* **About this exercise**:
Scan the records for "instructions". Show the matching lines.

* **Material supplied**:
PR #620, opened 2025-03-07
Get development credentials from env file & update readme with setup instructions

louise-davies:
## Description
See title

## Testing instructions

- [ ] Review code
- [ ] Check Actions build


joshdimanteto (commented):
Wouldn't this also need to be changed for the  real api E2E test? Since we currently use the dev backend to test our real API E2E tests locally, or are we going to have to change that manually  ?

* **Task response**:
Get development credentials from env file & update readme with setup instructions
## Testing instructions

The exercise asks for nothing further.